• _About this exercise_
Begin with the first line of the listing and quote every line through the one containing "looks good! One"; give only those lines.

• _Stored data_
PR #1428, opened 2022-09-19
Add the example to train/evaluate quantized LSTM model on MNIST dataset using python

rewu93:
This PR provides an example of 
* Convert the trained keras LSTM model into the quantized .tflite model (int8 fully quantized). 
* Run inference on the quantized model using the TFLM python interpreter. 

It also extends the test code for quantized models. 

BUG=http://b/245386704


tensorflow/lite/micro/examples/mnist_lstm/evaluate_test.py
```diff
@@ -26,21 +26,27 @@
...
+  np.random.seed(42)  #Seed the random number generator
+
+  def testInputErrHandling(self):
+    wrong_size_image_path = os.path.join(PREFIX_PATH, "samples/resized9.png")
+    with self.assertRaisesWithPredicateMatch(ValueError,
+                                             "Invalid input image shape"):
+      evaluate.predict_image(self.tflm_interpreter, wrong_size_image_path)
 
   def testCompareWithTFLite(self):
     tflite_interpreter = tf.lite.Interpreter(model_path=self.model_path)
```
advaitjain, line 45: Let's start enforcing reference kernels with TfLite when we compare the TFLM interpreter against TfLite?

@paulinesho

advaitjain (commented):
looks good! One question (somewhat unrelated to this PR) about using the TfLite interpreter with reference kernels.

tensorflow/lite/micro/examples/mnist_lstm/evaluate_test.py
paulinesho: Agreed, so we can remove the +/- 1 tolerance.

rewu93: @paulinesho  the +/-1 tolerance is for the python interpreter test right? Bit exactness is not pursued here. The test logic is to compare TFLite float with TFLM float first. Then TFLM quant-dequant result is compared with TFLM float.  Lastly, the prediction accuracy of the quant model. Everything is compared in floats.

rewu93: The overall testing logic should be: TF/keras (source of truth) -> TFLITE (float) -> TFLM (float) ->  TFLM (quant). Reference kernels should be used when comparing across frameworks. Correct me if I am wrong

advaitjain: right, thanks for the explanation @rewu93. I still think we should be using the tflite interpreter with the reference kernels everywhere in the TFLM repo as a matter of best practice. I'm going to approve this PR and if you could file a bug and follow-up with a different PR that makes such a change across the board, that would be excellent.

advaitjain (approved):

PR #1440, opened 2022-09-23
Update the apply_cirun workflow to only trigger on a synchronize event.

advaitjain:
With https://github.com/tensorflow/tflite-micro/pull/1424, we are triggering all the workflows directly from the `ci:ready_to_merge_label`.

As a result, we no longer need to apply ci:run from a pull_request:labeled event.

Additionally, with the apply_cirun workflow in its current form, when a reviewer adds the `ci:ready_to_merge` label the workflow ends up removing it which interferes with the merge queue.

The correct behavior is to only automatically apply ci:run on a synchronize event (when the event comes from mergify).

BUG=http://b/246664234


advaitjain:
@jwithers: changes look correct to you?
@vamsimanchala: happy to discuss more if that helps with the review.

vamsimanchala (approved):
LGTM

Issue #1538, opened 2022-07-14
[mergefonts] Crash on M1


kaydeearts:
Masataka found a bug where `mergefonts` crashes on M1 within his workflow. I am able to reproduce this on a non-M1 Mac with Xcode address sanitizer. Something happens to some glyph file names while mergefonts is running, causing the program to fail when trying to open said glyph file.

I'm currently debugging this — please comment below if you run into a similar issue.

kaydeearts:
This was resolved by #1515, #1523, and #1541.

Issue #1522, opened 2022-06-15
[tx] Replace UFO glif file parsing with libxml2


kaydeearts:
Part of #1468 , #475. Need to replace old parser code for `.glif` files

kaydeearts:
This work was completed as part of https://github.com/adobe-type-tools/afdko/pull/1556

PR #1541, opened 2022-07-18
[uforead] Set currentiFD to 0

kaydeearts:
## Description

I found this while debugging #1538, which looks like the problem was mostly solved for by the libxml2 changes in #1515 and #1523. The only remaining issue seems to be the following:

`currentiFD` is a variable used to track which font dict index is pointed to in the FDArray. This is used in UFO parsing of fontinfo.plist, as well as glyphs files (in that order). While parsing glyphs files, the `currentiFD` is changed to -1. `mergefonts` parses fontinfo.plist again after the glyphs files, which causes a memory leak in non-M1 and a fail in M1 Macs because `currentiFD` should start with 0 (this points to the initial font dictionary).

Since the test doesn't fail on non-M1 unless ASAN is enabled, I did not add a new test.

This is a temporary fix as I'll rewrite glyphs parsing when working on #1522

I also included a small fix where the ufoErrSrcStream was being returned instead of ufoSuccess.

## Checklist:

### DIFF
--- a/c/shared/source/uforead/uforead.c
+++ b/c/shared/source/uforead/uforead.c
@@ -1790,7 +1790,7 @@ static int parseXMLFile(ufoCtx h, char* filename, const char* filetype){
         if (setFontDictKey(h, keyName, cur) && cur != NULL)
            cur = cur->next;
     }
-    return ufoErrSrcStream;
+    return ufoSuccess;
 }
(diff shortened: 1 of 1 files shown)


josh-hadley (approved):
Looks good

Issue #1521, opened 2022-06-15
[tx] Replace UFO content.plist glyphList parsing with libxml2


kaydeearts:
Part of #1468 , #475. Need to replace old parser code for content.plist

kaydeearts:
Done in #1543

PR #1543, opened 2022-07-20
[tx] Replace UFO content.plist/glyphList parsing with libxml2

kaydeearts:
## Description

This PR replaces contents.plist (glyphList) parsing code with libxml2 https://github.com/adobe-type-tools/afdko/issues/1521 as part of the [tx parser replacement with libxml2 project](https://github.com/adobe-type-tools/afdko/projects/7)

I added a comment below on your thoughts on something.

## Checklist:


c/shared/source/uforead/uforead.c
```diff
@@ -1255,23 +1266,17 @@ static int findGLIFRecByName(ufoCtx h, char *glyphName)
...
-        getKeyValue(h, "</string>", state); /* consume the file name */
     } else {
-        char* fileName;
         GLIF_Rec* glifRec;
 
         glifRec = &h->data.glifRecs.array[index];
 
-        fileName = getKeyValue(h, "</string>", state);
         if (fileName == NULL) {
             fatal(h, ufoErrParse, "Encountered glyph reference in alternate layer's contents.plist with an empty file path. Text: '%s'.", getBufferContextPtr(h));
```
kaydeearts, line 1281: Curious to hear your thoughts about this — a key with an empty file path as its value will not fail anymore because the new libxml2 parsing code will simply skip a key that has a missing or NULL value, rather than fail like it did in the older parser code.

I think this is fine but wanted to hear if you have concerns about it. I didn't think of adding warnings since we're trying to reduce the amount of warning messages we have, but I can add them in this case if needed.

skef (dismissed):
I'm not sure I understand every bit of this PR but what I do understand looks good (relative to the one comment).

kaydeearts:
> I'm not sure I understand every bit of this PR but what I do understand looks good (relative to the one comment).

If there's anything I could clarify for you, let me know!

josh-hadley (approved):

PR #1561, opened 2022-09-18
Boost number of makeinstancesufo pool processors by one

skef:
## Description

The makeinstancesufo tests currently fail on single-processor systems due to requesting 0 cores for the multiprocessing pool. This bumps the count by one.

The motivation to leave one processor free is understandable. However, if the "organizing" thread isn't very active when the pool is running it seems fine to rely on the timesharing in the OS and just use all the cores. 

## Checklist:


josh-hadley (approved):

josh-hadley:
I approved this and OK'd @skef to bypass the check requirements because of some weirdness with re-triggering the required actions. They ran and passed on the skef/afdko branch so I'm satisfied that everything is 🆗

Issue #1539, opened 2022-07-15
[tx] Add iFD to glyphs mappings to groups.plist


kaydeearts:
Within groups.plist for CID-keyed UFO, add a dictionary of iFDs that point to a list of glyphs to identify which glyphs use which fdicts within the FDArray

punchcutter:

• _Written response_
PR #1428, opened 2022-09-19
Add the example to train/evaluate quantized LSTM model on MNIST dataset using python

rewu93:
This PR provides an example of 
* Convert the trained keras LSTM model into the quantized .tflite model (int8 fully quantized). 
* Run inference on the quantized model using the TFLM python interpreter. 

It also extends the test code for quantized models. 

BUG=http://b/245386704


tensorflow/lite/micro/examples/mnist_lstm/evaluate_test.py
```diff
@@ -26,21 +26,27 @@
...
+  np.random.seed(42)  #Seed the random number generator
+
+  def testInputErrHandling(self):
+    wrong_size_image_path = os.path.join(PREFIX_PATH, "samples/resized9.png")
+    with self.assertRaisesWithPredicateMatch(ValueError,
+                                             "Invalid input image shape"):
+      evaluate.predict_image(self.tflm_interpreter, wrong_size_image_path)
 
   def testCompareWithTFLite(self):
     tflite_interpreter = tf.lite.Interpreter(model_path=self.model_path)
```
advaitjain, line 45: Let's start enforcing reference kernels with TfLite when we compare the TFLM interpreter against TfLite?

@paulinesho

advaitjain (commented):
looks good! One question (somewhat unrelated to this PR) about using the TfLite interpreter with reference kernels.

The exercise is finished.